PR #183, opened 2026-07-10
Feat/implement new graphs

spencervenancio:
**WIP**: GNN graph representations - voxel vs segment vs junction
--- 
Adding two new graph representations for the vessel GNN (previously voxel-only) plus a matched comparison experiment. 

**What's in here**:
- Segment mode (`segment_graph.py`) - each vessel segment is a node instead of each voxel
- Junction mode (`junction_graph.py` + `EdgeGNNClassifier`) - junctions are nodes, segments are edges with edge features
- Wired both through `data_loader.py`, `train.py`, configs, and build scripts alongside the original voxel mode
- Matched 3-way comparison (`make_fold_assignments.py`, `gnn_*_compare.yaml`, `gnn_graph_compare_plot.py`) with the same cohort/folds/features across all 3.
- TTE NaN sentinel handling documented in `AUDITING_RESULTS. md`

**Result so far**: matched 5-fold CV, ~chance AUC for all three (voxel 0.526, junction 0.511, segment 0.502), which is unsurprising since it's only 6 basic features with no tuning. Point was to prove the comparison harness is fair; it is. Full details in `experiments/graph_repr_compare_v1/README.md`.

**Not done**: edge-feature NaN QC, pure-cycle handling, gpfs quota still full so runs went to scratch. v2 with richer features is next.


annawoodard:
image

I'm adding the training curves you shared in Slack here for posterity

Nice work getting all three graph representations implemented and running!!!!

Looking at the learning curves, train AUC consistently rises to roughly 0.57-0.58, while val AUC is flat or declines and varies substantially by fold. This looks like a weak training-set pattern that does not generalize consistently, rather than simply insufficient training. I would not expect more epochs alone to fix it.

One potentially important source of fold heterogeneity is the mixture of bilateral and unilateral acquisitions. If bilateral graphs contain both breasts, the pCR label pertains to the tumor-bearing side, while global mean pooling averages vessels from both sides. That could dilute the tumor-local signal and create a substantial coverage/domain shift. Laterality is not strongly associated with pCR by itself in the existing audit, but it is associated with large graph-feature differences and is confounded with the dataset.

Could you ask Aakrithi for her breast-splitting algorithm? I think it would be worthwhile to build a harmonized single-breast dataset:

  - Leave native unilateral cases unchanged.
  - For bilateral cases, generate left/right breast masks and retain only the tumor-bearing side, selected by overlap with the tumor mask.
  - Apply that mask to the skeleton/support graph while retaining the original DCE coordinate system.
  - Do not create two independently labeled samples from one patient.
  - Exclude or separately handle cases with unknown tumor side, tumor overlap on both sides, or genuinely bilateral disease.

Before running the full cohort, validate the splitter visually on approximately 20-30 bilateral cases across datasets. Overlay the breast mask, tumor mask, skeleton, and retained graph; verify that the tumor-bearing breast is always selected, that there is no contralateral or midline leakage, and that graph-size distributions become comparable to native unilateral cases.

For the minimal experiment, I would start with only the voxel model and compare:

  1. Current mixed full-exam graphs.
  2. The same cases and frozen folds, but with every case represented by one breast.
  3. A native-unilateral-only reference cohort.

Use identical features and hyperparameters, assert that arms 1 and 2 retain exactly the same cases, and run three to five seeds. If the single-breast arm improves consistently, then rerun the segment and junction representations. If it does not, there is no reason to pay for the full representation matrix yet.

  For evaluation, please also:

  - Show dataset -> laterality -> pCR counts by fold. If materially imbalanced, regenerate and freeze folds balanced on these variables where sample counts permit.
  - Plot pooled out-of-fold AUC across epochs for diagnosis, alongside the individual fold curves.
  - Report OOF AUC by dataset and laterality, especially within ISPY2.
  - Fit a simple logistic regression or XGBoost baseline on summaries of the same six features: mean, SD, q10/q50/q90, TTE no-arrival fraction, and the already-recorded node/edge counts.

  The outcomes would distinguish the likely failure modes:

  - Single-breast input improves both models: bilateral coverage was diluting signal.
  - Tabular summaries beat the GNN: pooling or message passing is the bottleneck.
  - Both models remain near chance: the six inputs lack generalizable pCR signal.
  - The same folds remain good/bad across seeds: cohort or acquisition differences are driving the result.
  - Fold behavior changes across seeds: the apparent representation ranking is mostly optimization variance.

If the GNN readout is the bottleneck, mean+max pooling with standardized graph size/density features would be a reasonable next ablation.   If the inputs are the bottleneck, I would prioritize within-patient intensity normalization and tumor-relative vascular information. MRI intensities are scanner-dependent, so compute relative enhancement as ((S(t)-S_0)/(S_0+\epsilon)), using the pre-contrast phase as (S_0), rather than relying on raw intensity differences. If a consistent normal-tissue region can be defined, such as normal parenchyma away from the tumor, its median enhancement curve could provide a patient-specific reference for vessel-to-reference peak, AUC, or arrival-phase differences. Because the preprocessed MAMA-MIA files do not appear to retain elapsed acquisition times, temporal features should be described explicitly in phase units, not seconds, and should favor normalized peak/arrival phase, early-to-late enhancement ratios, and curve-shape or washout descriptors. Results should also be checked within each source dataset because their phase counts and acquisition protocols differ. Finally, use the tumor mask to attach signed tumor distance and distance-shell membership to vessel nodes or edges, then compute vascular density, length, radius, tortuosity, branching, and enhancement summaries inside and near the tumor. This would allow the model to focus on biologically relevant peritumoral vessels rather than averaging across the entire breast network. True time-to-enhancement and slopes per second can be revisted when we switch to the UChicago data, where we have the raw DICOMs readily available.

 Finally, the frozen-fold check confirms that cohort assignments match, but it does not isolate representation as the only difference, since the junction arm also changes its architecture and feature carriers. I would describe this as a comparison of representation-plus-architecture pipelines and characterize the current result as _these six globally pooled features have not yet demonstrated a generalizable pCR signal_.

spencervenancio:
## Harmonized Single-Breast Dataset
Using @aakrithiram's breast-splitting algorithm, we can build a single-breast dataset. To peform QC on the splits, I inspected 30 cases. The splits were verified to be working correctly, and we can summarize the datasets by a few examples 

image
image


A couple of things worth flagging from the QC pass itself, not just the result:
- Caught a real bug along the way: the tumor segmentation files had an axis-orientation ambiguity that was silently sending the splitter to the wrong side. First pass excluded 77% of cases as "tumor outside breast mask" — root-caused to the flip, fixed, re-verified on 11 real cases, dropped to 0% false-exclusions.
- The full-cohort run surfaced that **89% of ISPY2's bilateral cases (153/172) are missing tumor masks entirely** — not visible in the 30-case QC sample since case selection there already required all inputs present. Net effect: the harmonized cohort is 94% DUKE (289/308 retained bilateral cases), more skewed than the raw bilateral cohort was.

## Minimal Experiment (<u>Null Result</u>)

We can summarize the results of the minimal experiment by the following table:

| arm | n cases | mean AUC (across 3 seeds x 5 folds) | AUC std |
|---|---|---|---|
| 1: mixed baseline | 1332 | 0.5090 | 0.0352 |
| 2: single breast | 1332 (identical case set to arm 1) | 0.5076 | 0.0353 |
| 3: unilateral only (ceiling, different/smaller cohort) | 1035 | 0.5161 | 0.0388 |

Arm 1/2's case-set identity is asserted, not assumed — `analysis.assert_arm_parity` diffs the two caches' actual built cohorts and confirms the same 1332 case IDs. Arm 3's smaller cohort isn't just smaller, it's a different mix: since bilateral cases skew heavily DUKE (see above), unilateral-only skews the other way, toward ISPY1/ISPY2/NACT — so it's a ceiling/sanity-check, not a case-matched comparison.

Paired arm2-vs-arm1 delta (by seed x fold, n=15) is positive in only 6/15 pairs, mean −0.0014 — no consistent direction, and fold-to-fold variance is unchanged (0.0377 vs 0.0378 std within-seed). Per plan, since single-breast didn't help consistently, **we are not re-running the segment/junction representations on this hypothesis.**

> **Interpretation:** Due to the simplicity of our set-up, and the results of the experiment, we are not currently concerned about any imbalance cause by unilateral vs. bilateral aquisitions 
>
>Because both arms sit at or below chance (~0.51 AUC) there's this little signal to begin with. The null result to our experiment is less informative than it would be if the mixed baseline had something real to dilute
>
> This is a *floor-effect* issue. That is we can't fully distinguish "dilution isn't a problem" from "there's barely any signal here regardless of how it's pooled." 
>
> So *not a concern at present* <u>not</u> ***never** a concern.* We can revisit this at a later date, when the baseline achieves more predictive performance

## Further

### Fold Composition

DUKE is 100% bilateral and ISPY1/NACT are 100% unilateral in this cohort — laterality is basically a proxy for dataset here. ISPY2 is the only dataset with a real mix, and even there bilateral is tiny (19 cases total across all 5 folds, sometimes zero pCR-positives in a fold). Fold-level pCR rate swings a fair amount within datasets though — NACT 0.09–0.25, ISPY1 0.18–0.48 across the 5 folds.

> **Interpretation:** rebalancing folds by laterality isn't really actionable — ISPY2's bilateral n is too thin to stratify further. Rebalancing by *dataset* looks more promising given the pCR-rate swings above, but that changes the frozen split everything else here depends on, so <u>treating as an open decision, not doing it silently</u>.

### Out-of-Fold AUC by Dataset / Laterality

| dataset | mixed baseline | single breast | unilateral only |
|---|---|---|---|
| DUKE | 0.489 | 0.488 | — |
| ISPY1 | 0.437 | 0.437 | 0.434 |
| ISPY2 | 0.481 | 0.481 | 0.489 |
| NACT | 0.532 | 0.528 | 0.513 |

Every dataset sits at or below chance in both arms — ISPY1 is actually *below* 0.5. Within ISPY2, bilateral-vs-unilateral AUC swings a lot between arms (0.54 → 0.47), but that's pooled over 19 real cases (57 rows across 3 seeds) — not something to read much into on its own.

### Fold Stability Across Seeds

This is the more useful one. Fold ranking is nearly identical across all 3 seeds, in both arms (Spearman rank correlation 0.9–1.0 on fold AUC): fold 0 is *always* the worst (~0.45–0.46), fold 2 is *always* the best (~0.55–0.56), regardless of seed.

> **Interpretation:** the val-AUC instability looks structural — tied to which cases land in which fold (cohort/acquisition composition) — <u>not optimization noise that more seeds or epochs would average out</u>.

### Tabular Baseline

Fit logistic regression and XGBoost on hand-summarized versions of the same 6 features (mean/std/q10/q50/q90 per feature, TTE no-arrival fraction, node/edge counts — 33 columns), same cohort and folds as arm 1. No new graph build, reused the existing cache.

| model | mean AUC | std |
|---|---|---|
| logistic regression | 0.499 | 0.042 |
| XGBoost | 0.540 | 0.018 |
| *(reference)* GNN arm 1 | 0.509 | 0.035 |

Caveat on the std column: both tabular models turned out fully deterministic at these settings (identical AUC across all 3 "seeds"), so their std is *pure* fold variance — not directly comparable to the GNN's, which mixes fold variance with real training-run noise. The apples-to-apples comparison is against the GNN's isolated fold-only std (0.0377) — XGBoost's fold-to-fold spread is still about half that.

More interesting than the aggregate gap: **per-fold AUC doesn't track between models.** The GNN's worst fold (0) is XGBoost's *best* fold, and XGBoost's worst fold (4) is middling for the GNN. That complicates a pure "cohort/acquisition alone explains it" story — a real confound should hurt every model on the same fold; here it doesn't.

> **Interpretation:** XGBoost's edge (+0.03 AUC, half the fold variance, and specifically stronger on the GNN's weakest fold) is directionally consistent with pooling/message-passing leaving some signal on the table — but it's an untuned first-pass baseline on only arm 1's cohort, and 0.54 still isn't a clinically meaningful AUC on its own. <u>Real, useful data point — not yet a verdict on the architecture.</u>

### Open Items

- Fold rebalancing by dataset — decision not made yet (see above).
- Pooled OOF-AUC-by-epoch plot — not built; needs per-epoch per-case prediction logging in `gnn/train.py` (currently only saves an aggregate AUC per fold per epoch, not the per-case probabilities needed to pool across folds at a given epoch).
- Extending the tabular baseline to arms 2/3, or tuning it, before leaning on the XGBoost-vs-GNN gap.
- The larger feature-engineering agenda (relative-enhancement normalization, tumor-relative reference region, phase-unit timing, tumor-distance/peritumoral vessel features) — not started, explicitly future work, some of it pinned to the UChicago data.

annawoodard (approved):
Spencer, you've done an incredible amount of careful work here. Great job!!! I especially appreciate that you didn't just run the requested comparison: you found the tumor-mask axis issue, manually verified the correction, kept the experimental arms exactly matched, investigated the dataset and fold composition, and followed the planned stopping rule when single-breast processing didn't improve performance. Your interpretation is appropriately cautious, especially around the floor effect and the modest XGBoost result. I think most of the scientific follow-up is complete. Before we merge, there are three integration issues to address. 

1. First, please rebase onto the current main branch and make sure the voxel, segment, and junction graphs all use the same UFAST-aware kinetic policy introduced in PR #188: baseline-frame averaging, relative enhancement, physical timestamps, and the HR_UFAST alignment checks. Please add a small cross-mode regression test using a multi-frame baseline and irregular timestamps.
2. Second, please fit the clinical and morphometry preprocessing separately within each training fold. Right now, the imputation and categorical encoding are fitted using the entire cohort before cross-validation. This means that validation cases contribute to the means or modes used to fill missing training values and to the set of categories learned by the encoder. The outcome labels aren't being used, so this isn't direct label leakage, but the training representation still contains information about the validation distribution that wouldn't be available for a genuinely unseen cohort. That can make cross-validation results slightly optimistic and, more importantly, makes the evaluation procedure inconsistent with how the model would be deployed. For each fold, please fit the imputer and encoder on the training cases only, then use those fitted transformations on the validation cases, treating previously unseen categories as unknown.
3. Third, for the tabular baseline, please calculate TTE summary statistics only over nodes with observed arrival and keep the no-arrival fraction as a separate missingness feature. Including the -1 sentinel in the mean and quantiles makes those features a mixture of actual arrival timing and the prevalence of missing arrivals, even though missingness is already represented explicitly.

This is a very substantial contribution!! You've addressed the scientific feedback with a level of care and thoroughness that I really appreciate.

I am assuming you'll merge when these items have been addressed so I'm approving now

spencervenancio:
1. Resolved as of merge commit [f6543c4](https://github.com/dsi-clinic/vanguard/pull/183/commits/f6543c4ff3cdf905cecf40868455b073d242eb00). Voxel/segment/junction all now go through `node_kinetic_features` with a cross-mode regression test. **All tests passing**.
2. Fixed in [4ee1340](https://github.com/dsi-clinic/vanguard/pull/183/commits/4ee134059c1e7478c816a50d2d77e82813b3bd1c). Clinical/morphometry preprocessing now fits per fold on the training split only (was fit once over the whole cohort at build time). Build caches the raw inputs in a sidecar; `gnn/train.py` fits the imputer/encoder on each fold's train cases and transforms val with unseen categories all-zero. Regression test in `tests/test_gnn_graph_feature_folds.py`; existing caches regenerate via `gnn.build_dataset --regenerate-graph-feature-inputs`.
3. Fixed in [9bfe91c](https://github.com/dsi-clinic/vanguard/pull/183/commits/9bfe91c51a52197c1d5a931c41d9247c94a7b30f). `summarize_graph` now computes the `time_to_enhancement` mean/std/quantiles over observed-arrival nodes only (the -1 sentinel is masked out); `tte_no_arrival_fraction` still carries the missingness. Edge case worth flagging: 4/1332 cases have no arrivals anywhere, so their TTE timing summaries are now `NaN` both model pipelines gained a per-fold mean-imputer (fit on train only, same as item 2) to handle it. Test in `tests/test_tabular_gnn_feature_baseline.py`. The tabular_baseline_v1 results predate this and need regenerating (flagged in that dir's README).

_Exercise goal_
Give the number of lines in the data that include the string "addressed", please, and nothing else.

_Solution to the exercise_
2